И так же, нам в память, счастливцы,
Они опорожнят бокал! —
выводил кто-то заунывно и так фальшиво, что сотоварищ
заткнул певцу глотку, предложив ему тот самый вожделенный бокал. И до Анжель
донеслись обрывки разговора:
– Говорят, над русскими позициями парил орел в день сражения
при Бородине, и они восприняли это как знак победы.
– Ну и дураки! – отозвался другой голос, насмешливый. –
Победа была за нами!
– Это одному богу ведомо, – произнес еще один голос,
показавшийся Анжель знакомым.
Она лениво приоткрыла глаза и увидела неподалеку того самого
человека с лукавым лицом, который схватился с Лелупом из-за казачьего
полушубка.

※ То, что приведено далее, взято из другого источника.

PR #9313, opened 2025-08-11
Retry starting/installing service upon failure

ycombinator:
## What does this PR do?

This PR enhances the service runtime to retry starting a service if it fails to start, up to a maximum number of attempts.  Starting a service also installs it first.

## Why is it important?

To make service startup resilient to transient errors.

## Checklist

- [ ] I have read and understood the [pull request guidelines](https://github.com/elastic/elastic-agent/blob/main/CONTRIBUTING.md#pull-request-guidelines) of this project.
- [ ] My code follows the style guidelines of this project
- [ ] I have commented my code, particularly in hard-to-understand areas
- [ ] I have made corresponding changes to the documentation
- [ ] I have made corresponding change to the default configuration files
- [ ] I have added tests that prove my fix is effective or that my feature works
- [ ] I have added an entry in `./changelog/fragments` using the [changelog tool](https://github.com/elastic/elastic-agent#changelog)
- [ ] I have added an integration test or an E2E test

## Related issues

-

## Questions to ask yourself

- How are we going to support this in production?
- How are we going to measure its adoption?
- How are we going to debug this?
- What are the metrics I should take care of?
- ...

PR #9320, opened 2025-08-12
Allow Endpoint service to keep running if its `install` exit code is non-fatal

ycombinator:
## What does this PR do?

This PR allows services such as Endpoint to define a list of non-fatal exit codes for any of their operations.  If the service runtime detects such a non-fatal exit code when it attempts to execute the operation, it will log a warning and continue to run the service.

## Why is it important?

Exit code 28 from Endpoint is non-fatal because the Endpoint service is actually still running and able to check-in with Elastic Agent.  It is emitted when Agent is unable to (re)install Endpoint while being tamper protected.  

The fix in this PR is a temporary fix for a corner case bug that arises when the following scenario unfolds:
- Agent is running with a policy that has Endpoint in it and has tamper protection enabled.
- Agent is upgraded.
- During the upgrade, while Agent is in the `UPG_WATCHING` state and Endpoint has been upgraded, the Upgrade Watcher encounters a situation that causes it to roll back Agent, e.g. the Agent service is killed.
- Agent rolls back successfully but is unable to rollback Endpoint as well.  This is because Agent's Service Runtime tries to invoke Endpoint's `install` operation, which attempts to rollback Endoint but isn't able to due to tamper protection.  The operation exits with a `28` exit code, which Agent interprets as a fatal error and reports the Endpoint component as `FAILED`.  
- Further, Agent shuts down the connection info server so even though Endpoint _is actually still running_ (albeit the wrong version compared to Agent), Endpoint is unable to check-in with Agent and eventually reports itself as being `ORPHANED`.

## Checklist

## Disruptive User Impact

None; in the corner case described above, Agents that were reporting as Orphaned will now instead report as Healthy.  Agent logs will contain a warning about continuing to run the Endpoint service after receiving a `28` non-fatal exit code.

1. Build Agent with this PR and enroll it in Fleet.  You may want to build the Agent with `AGENT_PACKAGE_VERSION` lower than the latest so you can easily upgrade the Agent later.
2. Add the Elastic Defend integration to the Agent's policy.
3. Enable tamper protection for the Agent.
4. Upgrade the Agent.
5. On the Agent's host, run `sudo /opt/Elastic/Endpoint/elastic-endpoint version` until you notice that the Endpoint version has been upgraded.
6. Kill the Elastic Agent service.  On Linux: `sudo systemctl stop elastic-agent`.
7. Wait for Agent to be downgraded.
8. Check the Fleet UI for the next few minutes and ensure that Agent keeps reporting itself as Healthy.

## Related issues

-

## Questions to ask yourself

- ...


cmacknz:
> This exit code is returned by the Endpoint install operation when Agent is unable to (re)install Endpoint while being tamper protected.

It comes from the check command during upgrades as well, since the `endpoint-security verify` command is what upgrades endpoint.

cmacknz:
There is another ongoing support case where we suspect a spurious error caused us to get into this situation, I think because any error causes us to stop the connection info server and not restart it again.

This makes me think we should have us periodically re-attempt starting endpoint on failure at a low rate (could just be a constant 30s). I still think the non fatal error approach is best for the known case of invalid uninstall token on rollback, but there could be other cases where things are left in a broken state otherwise.

ycombinator:
> This makes me think we should have us periodically re-attempt starting endpoint on failure at a low rate (could just be a constant 30s). I still think the non fatal error approach is best for the known case of invalid uninstall token on rollback, but there could be other cases where things are left in a broken state otherwise.

I'll keep this PR here about the non-fatal exit code.  Here's a separate PR for restarting endpoint: https://github.com/elastic/elastic-agent/pull/9313.  It's missing the 30s delay there; I'll add it.

pkoutsovasilis:
@ycombinator 👋  this PR should help with the CI failures in these PRs right?
* https://github.com/elastic/elastic-agent/pull/9339
* https://github.com/elastic/elastic-agent/pull/9335
* https://github.com/elastic/elastic-agent/pull/9334 (the Debian and Ubuntu failures)

ycombinator:
> @ycombinator 👋 this PR should help with the CI failures in these PRs right?
> 
> * [[main][Automation] Update versions #9339](https://github.com/elastic/elastic-agent/pull/9339)
> * [[8.19][Automation] Update versions #9335](https://github.com/elastic/elastic-agent/pull/9335)
> * [[9.1][Automation] Update versions #9334](https://github.com/elastic/elastic-agent/pull/9334) (the Debian and Ubuntu failures)

Ummm, no, because in these cases it's Endpoint's `uninstall` command that's returning the `28` error code.  This PR here only accepts that error as non-fatal when the service runtime is trying to start Endpoint, which calls its `check` and `install` commands. 

Also, this PR here was not made in response to those CI failures.  It was more in response to SDHs.  Something must've changed recently; I don't recall those tests failing consistently in CI like this.

ycombinator:
Unit test introduced in this PR, `TestCISKeepsRunningOnNonFatalExitCodeFromStart` is failing on Windows.  Moving PR back to draft while I investigate.

michalpristas (approved):

michalpristas (approved):

specs/endpoint-security.spec.yml
```diff
@@ -45,6 +45,8 @@ inputs:
             - "--resources"
             - "endpoint-security-resources.zip"
           timeout: 600s
+          non_fatal_exit_codes:
+            - 28 # tamper protection enabled but could not (re)install
```
cmacknz, line 49: This needs to be on the `check` operation as well or this will continue to fail in upgrades.

The `check` command does upgrades, the `install` command is responsible for installing for the first time.

cmacknz: (at least this is what I remember)

cmacknz: Did we confirm that this fix on its own is enough to mitigate the problem of exit code 28 on upgrade rollback by reproducing that known problem scenario?

ycombinator: > This needs to be on the check operation as well or this will continue to fail in upgrades.

Okay, I will make a follow up PR to add this.

> Did we confirm that this fix on its own is enough to mitigate the problem of exit code 28 on upgrade rollback by reproducing that known problem scenario?

Yes, it does.  I just double checked it by building Agent off `main` (with `AGENT_PACKAGE_VERSION=9.1.0` so I could upgrade it) and following the test instructions from this PR.

ycombinator: > > This needs to be on the check operation as well or this will continue to fail in upgrades.
> 
> Okay, I will make a follow up PR to add this.

https://github.com/elastic/elastic-agent/pull/9401

cmacknz: Thanks!

kevinr-security:
@cmacknz which version is this planned to ship in & when, if you don't mind me asking?

cmacknz:
It'll be in the next patch for each version. There will be both a 9.0.6 and a 9.1.3 very soon that will contain this fix. 

8.18.6 and 8.19.3 will come a little bit after that with the fix in that series.

kevinr-security:
image


This issue does not appear to be fixed in 9.1.3 - The Orphaned problem that is.

cmacknz:
On Windows we need https://github.com/elastic/elastic-agent/pull/9445 will be in the upcoming 9.1.4.

cmacknz:
There is also another active support case related to the orphaned status that is possibly a different issue, but there are no conclusions yet. That investigation is with the Elastic Defend engineers right now.

cmacknz:
Coming back with the outcome of that other support case, there is an issue in endpoint as well that will also be fixed in 9.1.4.

Quoting one of the Defend engineers:

> We're already aware of a regression problem introduced in:
v9.1.1, v9.1.2, v9.1.3, v9.0.5, v9.0.6, v8.19.1, v8.19.2, v8.19.3, v8.18.5, v8.18.6

> With the mentioned release we changed behavior of verify command to check if Endpoint service is really running, start if it's not running, otherwise report error to Agent to reinstall it.

> We've pinpointed the problem to a tiny race condition in comms routine, which we fixed and will release with next patch releases: v9.1.4, v9.0.7, v8.19.4, v8.18.7
> 
> The problem happens only on Windows.
> 
> In the log the relevant messages are:
> 
> ```
> error: Main.cpp:652 Failed to start endpoint services: Unreachable: exit status 30, try install"
> error: Util.cpp:525 Setting up minifilter registry keys failed.: exit status 284
> However bear in mind that the customer mentioned problems with v9.0.4 are not related to this.
> ```
> 
> The workaround is to restart the Agent service whilst the Endpoint service is already running.

The orphaned status reporting has let us a detect a lot of previously invisible problems we are working through fixing.

PR #2785, opened 2026-08-13
[DON-3492] Add accessibility label to BPKBannerAlert

jaspersion05:
## Summary

Adds `accessibilityLabel` support for the custom icon in `BpkBannerAlert`, closing the gap identified by the parity audit — previously there was no way to set a custom content description for the icon separate from the banner's `alertTypeContentDescription`.

## Changes

- Added a new optional trailing parameter `iconContentDescription: String? = null` to `BpkBannerAlert` and `BpkBannerAlertImpl`, threaded through to the icon's `contentDescription`.
- The icon's content description now resolves as `iconContentDescription ?: alertTypeContentDescription`, preserving existing behaviour when the new parameter isn't supplied.
- Documented the new parameter in `docs/compose/BannerAlert/README.md` with a usage example showing a custom icon paired with its own accessibility label.
- Added `BpkBannerAlertAccessibilityTest.kt` covering both the explicit `iconContentDescription` case and the fallback-to-`alertTypeContentDescription` case, following the existing `BpkCellItemAccessibilityTest.kt` convention.

## Compatibility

Причем Анжель почему-то не сомневалась, что она и прежде его видела,
только вот где, когда? Ну мало ли совместных ночевок было в этом бесконечном
пути! Лица появлялись и исчезали – разве всех упомнишь? Однако сейчас ей было
почему-то очень важно вспомнить первую свою встречу с этим человеком, и она
продолжала смотреть на него пристально и слушать его речь. И слушала его не
одна Анжель, потому что он, увлекшись, описывал картину, враз пугающую и
внушающую восхищение:
– Да, русские проиграли нам при Бородине – кто спорит? От
некоторых их соединений не осталось ни одного человека. Однако я видел, как
целые русские полки лежали распростертые на окровавленной земле и этим
свидетельствовали, что они предпочли умереть, чем отступить хоть на шаг.